At the very beginning of my botanical adventures, there was not just the chilli, but there were also other plants with particular power(s).
Ginseng, for example, the all but magical man-root with its ‘adaptogenic’ properties helping to cope with all kinds of stress and thus good for health and abilities.
Tea, the plant of which is the source of both green and black (and other) teas and can help both in being awake or in relaxing.
And, of course, there’d be an interest in more herbs and spices with a hot taste than just the chilli, considering that this taste is all too strange and special a thing…
Later, though, with the chilli producing only too well and with rather too many absences from the garden, these experiments were laid to rest. It also came about because my interest shifted to various vegetables which are rather more important for their everyday contribution to good health. After all, even the plant with the most peculiar of properties would only be taken sometimes, but food is eaten every day, and a diversity of plant foods is a good contributor to one’s well-being.
Delve deep enough in this topic, though, and the two themes overlap.
Bitter melon (kugua), for example, is just another (if peculiarly bitter) one of the various vegetables employed in tropical cuisines. Not the least of them the Chinese cuisine which I got to know. At the same time, though, kugua is seen as peculiarly conducive to good health.

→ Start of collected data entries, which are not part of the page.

PR #1680, opened 2024-09-23
Fix global flow analysis

vouillon:
It needs to take into account values flowing out of the toplevel function (see #1556).


hhugo (approved):

vouillon:
This is a better fix than #1556. We can at least check that the test introduced in 1f29da6177682c5f3679a08b0cdc06f73fd29d5c still pass, but I'm not sure this solves any other issue.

An even stronger relation between ‘power’ and plants is to be seen in ashitaba. This ‘tomorrow leaf’ apparently has a rather localized origin, in just a part of Japan. There, it is grown as just another green vegetable, if possibly one making a good contribution to overall health. Thanks to various effects that ashitaba has been shown to (possibly) have, to the point of it being hailed as effective against tumors, it has become ever more popular – to the point where it is not just being grown more widely than before, but also to the point where another Southeast Asian plant said to have healing properties sometimes finds itself traded (wrongly) as ashitaba, all in the spirit of good marketing.
Whatever the effects, I find myself interested in it anyways, for it belongs to the family of Angelicas, which certainly do have their role as healing herbs are relatively difficult to cultivate – and are coming back for me, thanks to the seeds off a plant that I’d bought last year.
Having thought that the seeds hadn’t ripened fully, it was all the nicer to suddenly see signs of life from them.
Now, to see what will grow this year and what nice dishes can be prepared from it. A germinating seed does not a usable plant make…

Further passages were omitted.